▶ **EXERCISE MATERIAL**:
::::::::
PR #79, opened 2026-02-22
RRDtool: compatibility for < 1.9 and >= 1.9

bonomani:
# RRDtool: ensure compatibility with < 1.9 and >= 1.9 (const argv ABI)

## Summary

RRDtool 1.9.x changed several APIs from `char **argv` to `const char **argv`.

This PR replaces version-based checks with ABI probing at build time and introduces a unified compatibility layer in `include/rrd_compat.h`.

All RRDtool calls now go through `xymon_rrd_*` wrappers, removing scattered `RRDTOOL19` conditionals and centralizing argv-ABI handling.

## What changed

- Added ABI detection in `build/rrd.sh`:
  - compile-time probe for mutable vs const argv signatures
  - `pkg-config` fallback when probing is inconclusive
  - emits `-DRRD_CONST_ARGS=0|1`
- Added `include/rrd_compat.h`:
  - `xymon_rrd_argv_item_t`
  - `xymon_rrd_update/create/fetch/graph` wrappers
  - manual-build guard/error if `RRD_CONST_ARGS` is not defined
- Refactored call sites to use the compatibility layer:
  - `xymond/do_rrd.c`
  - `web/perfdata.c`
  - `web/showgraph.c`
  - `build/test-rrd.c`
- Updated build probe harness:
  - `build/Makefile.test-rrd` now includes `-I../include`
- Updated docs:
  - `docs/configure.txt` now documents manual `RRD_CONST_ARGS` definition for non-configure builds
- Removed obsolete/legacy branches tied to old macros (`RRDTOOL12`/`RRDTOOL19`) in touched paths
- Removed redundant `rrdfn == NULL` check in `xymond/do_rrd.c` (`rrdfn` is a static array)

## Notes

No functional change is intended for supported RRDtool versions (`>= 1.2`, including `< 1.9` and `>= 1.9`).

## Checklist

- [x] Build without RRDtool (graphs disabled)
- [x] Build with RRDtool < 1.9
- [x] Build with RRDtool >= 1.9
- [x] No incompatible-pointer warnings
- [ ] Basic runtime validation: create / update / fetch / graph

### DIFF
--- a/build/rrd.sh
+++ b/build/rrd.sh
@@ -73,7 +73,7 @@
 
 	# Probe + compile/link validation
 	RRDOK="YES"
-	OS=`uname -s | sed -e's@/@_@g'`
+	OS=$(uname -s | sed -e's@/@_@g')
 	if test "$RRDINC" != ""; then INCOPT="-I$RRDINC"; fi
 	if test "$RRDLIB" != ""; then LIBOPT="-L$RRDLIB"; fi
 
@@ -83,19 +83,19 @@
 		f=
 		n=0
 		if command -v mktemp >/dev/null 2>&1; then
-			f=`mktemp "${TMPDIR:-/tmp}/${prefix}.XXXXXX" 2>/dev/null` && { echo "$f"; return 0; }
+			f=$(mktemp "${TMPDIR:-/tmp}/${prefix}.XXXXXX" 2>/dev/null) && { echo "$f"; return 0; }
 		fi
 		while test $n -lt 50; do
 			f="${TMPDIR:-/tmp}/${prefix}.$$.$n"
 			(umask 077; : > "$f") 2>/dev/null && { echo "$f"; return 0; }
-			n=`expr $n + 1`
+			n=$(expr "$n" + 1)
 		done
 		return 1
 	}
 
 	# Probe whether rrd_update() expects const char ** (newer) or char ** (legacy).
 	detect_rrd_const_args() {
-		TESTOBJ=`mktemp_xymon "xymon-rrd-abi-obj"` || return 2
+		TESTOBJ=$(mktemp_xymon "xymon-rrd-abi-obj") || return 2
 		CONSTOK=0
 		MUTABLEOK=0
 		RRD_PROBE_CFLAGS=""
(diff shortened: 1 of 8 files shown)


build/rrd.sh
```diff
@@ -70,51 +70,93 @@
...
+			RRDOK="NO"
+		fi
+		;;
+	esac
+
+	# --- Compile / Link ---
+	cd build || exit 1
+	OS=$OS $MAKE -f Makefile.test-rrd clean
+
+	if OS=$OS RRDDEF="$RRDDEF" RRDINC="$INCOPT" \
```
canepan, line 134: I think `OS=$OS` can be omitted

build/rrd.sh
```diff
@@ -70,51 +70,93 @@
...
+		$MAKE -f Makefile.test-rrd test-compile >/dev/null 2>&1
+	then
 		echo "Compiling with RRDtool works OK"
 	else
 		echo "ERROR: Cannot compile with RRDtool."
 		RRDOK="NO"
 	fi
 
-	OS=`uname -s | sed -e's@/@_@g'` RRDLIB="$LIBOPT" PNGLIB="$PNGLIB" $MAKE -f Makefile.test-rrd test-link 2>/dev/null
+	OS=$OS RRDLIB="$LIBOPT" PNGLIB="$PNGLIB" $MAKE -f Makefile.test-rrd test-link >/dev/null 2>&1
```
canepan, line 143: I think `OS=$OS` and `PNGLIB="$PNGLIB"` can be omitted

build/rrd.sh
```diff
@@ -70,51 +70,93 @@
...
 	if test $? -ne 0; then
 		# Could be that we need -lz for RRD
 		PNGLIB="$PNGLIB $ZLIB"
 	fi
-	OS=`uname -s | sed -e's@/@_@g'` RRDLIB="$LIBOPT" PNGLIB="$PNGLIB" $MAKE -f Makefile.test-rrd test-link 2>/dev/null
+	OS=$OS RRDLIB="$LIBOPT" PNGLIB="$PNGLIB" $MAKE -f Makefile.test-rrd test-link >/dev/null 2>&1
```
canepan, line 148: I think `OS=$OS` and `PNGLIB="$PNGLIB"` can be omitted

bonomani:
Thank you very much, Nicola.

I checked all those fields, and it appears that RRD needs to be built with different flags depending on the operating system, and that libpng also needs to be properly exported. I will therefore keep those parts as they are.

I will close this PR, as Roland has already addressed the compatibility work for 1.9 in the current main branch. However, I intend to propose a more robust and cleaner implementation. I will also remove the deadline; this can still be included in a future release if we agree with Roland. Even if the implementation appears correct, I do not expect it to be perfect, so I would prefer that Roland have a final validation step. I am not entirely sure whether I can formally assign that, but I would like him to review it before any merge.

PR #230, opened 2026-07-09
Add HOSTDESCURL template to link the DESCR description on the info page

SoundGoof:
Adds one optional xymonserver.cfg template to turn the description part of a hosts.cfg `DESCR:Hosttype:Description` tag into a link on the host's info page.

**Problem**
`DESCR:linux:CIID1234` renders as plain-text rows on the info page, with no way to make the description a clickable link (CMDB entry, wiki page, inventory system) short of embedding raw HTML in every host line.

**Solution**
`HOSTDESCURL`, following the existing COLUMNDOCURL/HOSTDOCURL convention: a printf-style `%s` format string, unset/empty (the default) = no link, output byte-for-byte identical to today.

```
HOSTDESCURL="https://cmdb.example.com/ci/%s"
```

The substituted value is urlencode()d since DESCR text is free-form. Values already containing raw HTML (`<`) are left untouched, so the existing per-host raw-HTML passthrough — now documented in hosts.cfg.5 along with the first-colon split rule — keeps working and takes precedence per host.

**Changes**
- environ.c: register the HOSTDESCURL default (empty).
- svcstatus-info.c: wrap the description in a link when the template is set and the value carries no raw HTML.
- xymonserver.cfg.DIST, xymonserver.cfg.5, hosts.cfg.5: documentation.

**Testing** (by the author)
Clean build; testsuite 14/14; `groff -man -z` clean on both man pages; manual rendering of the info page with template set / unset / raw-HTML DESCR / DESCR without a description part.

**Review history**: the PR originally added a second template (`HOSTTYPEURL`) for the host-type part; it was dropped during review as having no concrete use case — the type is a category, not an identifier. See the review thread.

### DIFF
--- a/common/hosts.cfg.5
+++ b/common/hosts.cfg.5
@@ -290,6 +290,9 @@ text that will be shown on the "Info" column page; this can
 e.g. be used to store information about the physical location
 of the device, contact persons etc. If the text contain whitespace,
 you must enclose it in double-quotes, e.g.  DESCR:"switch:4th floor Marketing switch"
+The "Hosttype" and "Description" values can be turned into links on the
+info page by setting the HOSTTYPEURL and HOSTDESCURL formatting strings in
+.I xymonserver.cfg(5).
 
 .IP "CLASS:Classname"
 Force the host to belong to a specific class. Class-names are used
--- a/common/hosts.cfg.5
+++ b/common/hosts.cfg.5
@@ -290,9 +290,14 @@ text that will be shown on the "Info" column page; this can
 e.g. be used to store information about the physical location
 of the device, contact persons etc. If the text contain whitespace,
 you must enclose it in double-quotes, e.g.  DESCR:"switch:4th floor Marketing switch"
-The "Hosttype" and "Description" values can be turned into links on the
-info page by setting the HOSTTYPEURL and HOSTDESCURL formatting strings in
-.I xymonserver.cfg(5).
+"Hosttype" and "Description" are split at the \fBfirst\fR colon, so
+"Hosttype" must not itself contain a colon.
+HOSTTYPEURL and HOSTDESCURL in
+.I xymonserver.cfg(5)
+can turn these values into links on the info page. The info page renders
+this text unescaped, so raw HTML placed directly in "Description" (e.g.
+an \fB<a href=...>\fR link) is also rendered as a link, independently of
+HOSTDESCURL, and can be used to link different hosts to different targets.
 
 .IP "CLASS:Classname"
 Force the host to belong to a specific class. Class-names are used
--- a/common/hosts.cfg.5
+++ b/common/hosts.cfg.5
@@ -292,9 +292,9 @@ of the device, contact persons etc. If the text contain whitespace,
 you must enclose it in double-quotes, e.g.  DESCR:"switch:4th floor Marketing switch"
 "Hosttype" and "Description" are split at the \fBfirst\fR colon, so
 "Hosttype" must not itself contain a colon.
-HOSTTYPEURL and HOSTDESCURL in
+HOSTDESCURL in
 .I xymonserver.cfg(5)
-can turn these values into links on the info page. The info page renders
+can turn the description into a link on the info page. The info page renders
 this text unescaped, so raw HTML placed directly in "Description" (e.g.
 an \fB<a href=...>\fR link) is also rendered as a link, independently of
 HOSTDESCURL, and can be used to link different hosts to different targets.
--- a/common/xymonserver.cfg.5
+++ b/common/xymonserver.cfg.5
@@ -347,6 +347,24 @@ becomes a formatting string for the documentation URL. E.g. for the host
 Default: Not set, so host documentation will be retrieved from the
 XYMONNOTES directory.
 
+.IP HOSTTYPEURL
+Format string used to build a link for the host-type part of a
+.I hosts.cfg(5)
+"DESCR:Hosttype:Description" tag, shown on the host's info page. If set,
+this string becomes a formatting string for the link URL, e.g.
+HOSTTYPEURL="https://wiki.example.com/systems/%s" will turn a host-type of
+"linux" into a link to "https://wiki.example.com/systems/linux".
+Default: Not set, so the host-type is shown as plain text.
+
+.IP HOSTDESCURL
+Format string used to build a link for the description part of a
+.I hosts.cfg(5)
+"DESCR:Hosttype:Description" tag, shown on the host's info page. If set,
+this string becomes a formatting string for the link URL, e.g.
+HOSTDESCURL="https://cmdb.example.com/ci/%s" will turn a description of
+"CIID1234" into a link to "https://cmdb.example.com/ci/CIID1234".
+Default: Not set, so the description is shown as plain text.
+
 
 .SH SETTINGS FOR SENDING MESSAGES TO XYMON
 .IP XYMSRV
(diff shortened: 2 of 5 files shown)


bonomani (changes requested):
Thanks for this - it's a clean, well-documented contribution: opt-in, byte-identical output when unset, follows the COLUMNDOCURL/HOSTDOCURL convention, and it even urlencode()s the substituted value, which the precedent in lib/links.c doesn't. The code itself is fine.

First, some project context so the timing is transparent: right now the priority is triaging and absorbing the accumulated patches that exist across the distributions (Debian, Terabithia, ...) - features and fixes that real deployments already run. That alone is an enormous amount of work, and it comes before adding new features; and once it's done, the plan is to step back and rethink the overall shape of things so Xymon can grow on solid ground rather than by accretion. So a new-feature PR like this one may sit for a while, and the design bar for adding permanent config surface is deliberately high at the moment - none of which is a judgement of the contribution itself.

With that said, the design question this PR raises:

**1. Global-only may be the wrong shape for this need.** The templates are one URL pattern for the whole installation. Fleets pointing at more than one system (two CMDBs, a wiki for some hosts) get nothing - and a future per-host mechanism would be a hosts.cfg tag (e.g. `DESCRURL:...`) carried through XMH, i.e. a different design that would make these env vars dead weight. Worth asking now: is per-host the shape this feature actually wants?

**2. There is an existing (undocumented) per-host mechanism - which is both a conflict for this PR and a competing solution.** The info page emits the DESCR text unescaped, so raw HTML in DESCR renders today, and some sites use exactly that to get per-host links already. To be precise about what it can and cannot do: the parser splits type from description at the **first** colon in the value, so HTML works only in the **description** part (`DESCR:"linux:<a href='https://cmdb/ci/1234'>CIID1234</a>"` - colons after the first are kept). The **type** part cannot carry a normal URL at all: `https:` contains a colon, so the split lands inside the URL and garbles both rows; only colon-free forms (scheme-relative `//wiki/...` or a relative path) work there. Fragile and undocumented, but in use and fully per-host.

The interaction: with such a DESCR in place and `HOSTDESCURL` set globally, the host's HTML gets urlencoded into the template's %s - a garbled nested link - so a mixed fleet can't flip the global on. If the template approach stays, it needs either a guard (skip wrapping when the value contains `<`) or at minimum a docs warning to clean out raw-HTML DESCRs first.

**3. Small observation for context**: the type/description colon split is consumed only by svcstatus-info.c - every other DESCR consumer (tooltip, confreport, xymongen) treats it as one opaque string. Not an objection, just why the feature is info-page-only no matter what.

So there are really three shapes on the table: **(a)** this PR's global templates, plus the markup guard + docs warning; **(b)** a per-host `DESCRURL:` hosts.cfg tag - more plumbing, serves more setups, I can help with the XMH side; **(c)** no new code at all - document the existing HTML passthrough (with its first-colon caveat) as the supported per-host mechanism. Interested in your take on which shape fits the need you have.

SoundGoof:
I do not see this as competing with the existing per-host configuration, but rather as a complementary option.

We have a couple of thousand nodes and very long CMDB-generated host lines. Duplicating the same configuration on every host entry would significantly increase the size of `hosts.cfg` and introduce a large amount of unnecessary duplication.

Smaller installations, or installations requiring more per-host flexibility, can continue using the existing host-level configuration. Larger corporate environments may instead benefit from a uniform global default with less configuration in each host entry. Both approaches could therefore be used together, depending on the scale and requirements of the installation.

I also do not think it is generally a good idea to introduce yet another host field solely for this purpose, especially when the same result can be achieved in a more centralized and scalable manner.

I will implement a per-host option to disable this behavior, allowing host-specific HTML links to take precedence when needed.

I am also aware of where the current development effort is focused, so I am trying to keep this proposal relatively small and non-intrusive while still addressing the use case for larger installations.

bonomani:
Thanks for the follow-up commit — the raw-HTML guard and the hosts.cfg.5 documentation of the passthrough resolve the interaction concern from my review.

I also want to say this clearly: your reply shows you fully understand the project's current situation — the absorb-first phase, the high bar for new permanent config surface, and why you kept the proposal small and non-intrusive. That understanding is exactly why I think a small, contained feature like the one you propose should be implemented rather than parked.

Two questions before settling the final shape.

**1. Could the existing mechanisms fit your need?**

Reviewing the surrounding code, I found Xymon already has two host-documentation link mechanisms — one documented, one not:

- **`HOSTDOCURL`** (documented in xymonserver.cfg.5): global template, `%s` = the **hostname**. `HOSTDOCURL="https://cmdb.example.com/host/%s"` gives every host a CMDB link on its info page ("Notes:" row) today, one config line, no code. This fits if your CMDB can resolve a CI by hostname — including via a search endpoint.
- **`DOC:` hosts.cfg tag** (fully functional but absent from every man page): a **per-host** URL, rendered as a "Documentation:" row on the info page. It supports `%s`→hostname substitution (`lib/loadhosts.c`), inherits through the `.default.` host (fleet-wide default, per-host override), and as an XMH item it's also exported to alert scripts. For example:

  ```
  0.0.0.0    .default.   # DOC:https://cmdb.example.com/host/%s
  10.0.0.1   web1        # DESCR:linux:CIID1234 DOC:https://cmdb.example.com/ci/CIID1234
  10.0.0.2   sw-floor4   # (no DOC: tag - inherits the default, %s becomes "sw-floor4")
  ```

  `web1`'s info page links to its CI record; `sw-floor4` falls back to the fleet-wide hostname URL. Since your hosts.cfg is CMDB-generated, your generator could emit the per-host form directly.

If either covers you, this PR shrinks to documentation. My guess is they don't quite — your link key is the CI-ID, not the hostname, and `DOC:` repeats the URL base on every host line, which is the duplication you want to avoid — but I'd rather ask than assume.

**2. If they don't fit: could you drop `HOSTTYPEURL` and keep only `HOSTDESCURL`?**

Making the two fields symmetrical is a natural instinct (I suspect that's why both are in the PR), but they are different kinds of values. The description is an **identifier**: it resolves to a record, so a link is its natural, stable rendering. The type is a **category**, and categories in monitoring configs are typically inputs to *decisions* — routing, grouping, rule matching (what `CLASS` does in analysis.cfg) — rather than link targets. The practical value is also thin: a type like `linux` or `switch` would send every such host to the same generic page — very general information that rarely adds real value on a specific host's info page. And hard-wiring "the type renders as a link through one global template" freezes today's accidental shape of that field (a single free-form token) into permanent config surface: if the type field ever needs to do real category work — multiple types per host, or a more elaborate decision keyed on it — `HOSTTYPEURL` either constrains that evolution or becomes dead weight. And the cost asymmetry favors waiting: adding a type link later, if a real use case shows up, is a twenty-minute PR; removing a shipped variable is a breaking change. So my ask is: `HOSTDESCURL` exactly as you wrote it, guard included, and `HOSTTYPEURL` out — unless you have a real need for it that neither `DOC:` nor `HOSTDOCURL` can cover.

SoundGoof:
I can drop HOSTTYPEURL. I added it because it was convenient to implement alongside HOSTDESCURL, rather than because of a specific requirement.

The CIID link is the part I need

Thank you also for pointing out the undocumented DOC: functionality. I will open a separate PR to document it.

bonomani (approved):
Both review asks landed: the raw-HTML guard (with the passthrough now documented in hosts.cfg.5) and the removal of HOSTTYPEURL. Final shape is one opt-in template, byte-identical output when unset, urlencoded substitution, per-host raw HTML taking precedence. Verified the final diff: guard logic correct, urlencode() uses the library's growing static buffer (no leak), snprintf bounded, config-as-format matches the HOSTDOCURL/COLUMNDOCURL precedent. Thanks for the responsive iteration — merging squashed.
::::::::
▶ **ABOUT THIS TASK**:
If a line in the records includes the string "shown", copy it.

▶ **FINAL ANSWER**:
(diff shortened: 1 of 8 files shown)
@@ -290,6 +290,9 @@ text that will be shown on the "Info" column page; this can
@@ -290,9 +290,14 @@ text that will be shown on the "Info" column page; this can
+"DESCR:Hosttype:Description" tag, shown on the host's info page. If set,
+Default: Not set, so the host-type is shown as plain text.
+"DESCR:Hosttype:Description" tag, shown on the host's info page. If set,
+Default: Not set, so the description is shown as plain text.
(diff shortened: 2 of 5 files shown)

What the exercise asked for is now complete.